PR #726, opened 2025-02-07
[2.x] Get option labels with attribute options in the cart

BobWez98:
This PR is a solution to not having option labels in the cart attributes. Sadly the `customAttributeMetadata` query does not support getting the option labels, however `customAttributeMetadataV2` does. We also had to change the mapping a bit.

3.x: #755

### DIFF
--- a/resources/js/stores/useAttributes.js
+++ b/resources/js/stores/useAttributes.js
@@ -1,5 +1,6 @@
 // TODO: In this file there is a lot of duplication compared to useSwatches. Can we improve that?
 import { computedAsync, useLocalStorage } from '@vueuse/core'
+import { computed } from 'vue'
 
 export const attributesStorage = useLocalStorage('attributes', {})
 let isRefreshing = false
@@ -37,8 +38,8 @@ export const attributes = computedAsync(
     { lazy: true, shallow: false },
 )
 
-window.attributeLabel = (attributeCode) => {
+window.attributeLabel = computed((attributeCode) => {
     return Object.values(attributes.value)?.find((attribute) => attribute.code === attributeCode)?.name
-}
+})
 
 export default () => attributes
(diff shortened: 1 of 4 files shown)


resources/views/cart/item.blade.php
```diff
@@ -27,7 +27,7 @@ class="mx-auto"
                     </div>
                     <div v-for="option in config.cart_attributes">
                         <template v-if="item.product.attribute_values?.[option] && typeof item.product.attribute_values[option] === 'object'">
-                            @{{ option }}: <span v-html="item.product.attribute_values[option]?.join(', ')"></span>
+                            @{{ item.product.attribute_values[option].label }}: <span v-html="item.product.attribute_values[option].options?.join(', ')"></span>
```
indykoning, line 30: Might placing the label here into a separate variable simplify the code?
We're memoizing the result in fetchAttributeValues, so we could put it into a computedAsync and get the label straight in the frontend here. Instead of from the product

BobWez98:
Updated PR

resources/js/stores/useAttributes.js
```diff
@@ -37,4 +37,8 @@ export const attributes = computedAsync(
     { lazy: true, shallow: false },
 )
 
+window.attributeLabel = (attributeCode) => {
+    return Object.values(attributes.value)?.find((attribute) => attribute.code === attributeCode)?.name
```
indykoning, line 41: I think we might want to return a computed value of this expression.
attributes is a lazy computed async. It will only be fetched when it's used and returns a default value in the meantime.

calling `attributeLabel` might give us undefined back while the request is still going and it will not be able to update.
if we wrap this in a computed function it has the chance to rerender with the updated attributes

resources/js/stores/useAttributes.js
```diff
@@ -37,4 +38,8 @@ export const attributes = computedAsync(
     { lazy: true, shallow: false },
 )
 
+window.attributeLabel = computed((attributeCode) => {
```
indykoning, line 41: If this works it's fine, i'd expect the return value would need to be a computed value instead of the function itself for it to work properly

indykoning (approved):

PR #727, opened 2025-02-10
[2.x] Make sure you can't place two orders at the same time

Jade-GG:
If you click the "Place order" button twice in a very short timespan (e.g. your mouse is broken and double clicks the button) we have seen a very rare edge case where this seemingly actually causes an order to be placed twice. I was not able to reproduce this locally, however I do believe that's the actual root cause.

Originally I made [a patch](https://github.com/rapidez/checkout-theme/pull/165) that caused the button to disable instantly on click. However, it seems that didn't actually fix the issue and caused a race condition to rarely happen that disabled the button without submitting.

Instead, here's an alternative solution to only fix the double orders thing.

### DIFF
--- a/resources/js/components/Checkout/Checkout.vue
+++ b/resources/js/components/Checkout/Checkout.vue
@@ -10,6 +10,7 @@ export default {
 
     data() {
         return {
+            placingOrder: false,
             backEvent: false,
             steps: [],
         }
@@ -211,6 +212,12 @@ export default {
                 return false
             }
 
+            if (this.placingOrder) {
+                return false
+            }
+
+            this.placingOrder = true
+
             try {
                 this.$root.$emit('before-checkout-payment-saved', {
                     order: {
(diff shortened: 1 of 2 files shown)


royduin:
- This isn't actually used now?
- Do we also need this on other buttons? Like the add to cart button?

Jade-GG:
> * This isn't actually used now?

Do you mean it's not used in Rapidez v3? Because yeah, the graphql component is used for the new checkout. We could add a check like this on the graphql components though, depending on whether this is also a problem in v3 (I did not test this). If you want I can make that update.

> * Do we also need this on other buttons? Like the add to cart button?

Possibly, although I wouldn't say we'd *need* it. Stuff like the add to cart is less problematic if it gets clicked twice because you can always just fix the quantity in your cart later.

Jade-GG:
> * Do we still need a disabled/loading state? Some visual feedback would be nice.

The disabled state will be set a few ticks later by the default `loading` state of Rapidez (which automatically gets set by any `fetch.js` function) so it is there 🙂 

> * Could you also check this in v3?

Sure, I'll put it on my to-do list for this sprint.

> * If it happens in the checkout most likely it will also be the case with the cart

Possibly, that'll depend on the graphql component (and the impact would probably be limited). This is what I'll be checking for the v3 version, so if I fix it there I will also fix that here.

Jade-GG:
https://github.com/rapidez/core/pull/740

royduin (approved):
Looking good to me, let's wait for @indykoning his review.

indykoning (approved):

PR #728, opened 2025-02-10
Remove no-cache from cache-control

indykoning:
By default Symfony (and thus by extension Laravel) returns no-cache, private as the cache-control headers.

https://github.com/symfony/symfony/blob/6f4f04b98f6134996a57d21d1851d558a34dc45c/src/Symfony/Component/HttpFoundation/ResponseHeaderBag.php#L251

This causes Turbo to skip loading from cache: 

https://github.com/hotwired/turbo/blob/ae14a60e7a5784deeb54cadeb47778693855c57f/src/core/drive/page_snapshot.js#L66

Using the Etag and/or last_modified date (which we have available for categories, pages and products) allows pages to be cached but always needing to be revalidated:
https://github.com/symfony/symfony/blob/6f4f04b98f6134996a57d21d1851d558a34dc45c/src/Symfony/Component/HttpFoundation/ResponseHeaderBag.php#L247

This will allow turbo to use the prefetched page instead of having to fetch the page again before fully showing.

As you can see we first have a request to prefetch the page (this is when i hover the link)
Then after the click it immediately shows the page (as seen by the render function hovered)
~~After the page has fully loaded the revalidation request will trigger.~~ That was incorrect, this was only caused by my mouse still being hovered over the link.
image

Full caching would be even better however this could result in stale data, or data from another user being shown in projects where this is rendered in PHP.
This is better left up to the developer and their project by implementing a middleware, like https://laravel.com/docs/11.x/responses#cache-control-middleware

I believe this PR is able to be backported to 2.x, if we want this i'll create a PR for that as well.

### DIFF
--- a/src/Http/Controllers/CategoryController.php
+++ b/src/Http/Controllers/CategoryController.php
@@ -17,7 +17,6 @@ class CategoryController extends Controller
 
         $response = response()->view('rapidez::category.overview', compact('category'));
         $response->setCache(['etag' => md5($response->getContent() ?? ''), 'last_modified' => $category->updated_at]);
-        $response->isNotModified(request());
 
         return $response;
     }
--- a/src/Http/Controllers/CategoryController.php
+++ b/src/Http/Controllers/CategoryController.php
@@ -16,8 +16,9 @@ class CategoryController extends Controller
         session(['latest_category_path' => $category->path]);
 
         $response = response()->view('rapidez::category.overview', compact('category'));
-        $response->setCache(['etag' => md5($response->getContent() ?? ''), 'last_modified' => $category->updated_at]);
 
-        return $response;
+        return $response
+            ->setEtag(md5($response->getContent() ?? ''))
+            ->setLastModified($category->updated_at);
     }
 }
--- a/src/Http/Controllers/CategoryController.php
+++ b/src/Http/Controllers/CategoryController.php
@@ -2,9 +2,7 @@
 
 namespace Rapidez\Core\Http\Controllers;
 
-use Illuminate\Routing\Controller;
-
-class CategoryController extends Controller
+class CategoryController
 {
     public function show(int $categoryId)
     {
--- a/src/Http/Controllers/CategoryController.php
+++ b/src/Http/Controllers/CategoryController.php
@@ -2,7 +2,9 @@
 
 namespace Rapidez\Core\Http\Controllers;
 
-class CategoryController
+use Illuminate\Routing\Controller;
+
+class CategoryController extends Controller
 {
     public function show(int $categoryId)
     {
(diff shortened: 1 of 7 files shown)


src/Models/Category.php
```diff
@@ -12,6 +12,11 @@ class Category extends Model
 {
     use HasAlternatesThroughRewrites;
 
+    protected $casts = [
+        self::UPDATED_AT => 'datetime',
```
indykoning, line 16: note: i'm using self instead of static as static cannot be used since it's created at runtime and $casts is compiled earlier.

src/Http/Controllers/CategoryController.php
```diff
@@ -13,6 +15,9 @@ public function show(int $categoryId)
         config(['frontend.subcategories' => $category->subcategories->pluck('name', 'entity_id')]);
         session(['latest_category_path' => $category->path]);
 
-        return view('rapidez::category.overview', compact('category'));
+        $response = response()->view('rapidez::category.overview', compact('category'));
+        $response->setCache(['etag' => md5($response->getContent() ?? ''), 'last_modified' => $category->updated_at]);
+
+        return $response;
```
royduin, line 21: Can we write this cleaner like this?
```suggestion
        return response()
            ->view('rapidez::category.overview', compact('category'));
            ->setCache([
                'etag' => md5($response->getContent() ?? ''),
                'last_modified' => $category->updated_at
            ]);
```

Or maybe even better:

```suggestion
        return response()
            ->view('rapidez::category.overview', compact('category'));
            ->setEtag(md5($response->getContent()))
            ->setLastModified($category->updated_at);
```

royduin:
Any drawbacks of this? What if we're [displaying content from Statamic on a product/category page](https://docs.rapidez.io/3.x/packages/statamic.html#displaying-content)? The last modified date could be something else. We could make this extendable with for example Eventy, but maybe it's easier to have an accessor on the models for the updated dates? And what about global changes?

indykoning:
I do agree on allowing an accessor or eventy filters, other than that we don't need to worry much:
This method only gets used if Etags aren't supported:
https://developer.mozilla.org/en-US/docs/Web/HTTP/Headers/Last-Modified

And it's mostly used to remove the explicit `no-cache` value and provide info to reduce crawler spam (if they listen to it)

src/Http/Controllers/CategoryController.php
indykoning: I can call the setEtag and setLastModified directly instead of using setCache.
Unfortunately due to the `setEtag` requiring the response content i cannot chain it onto the response()->viev()

royduin: Ah I see, maybe this:

```suggestion
        $response = response()->view('rapidez::category.overview', compact('category'));

        return $response
            ->setEtag(md5($response->getContent()))
            ->setLastModified($category->updated_at);
```

royduin: But it's pretty repeated, maybe we can extract it somehow?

Task brief = In the records above, find each line with the word "returns" and copy it out.

Response to the exercise =
attributes is a lazy computed async. It will only be fetched when it's used and returns a default value in the meantime.
By default Symfony (and thus by extension Laravel) returns no-cache, private as the cache-control headers.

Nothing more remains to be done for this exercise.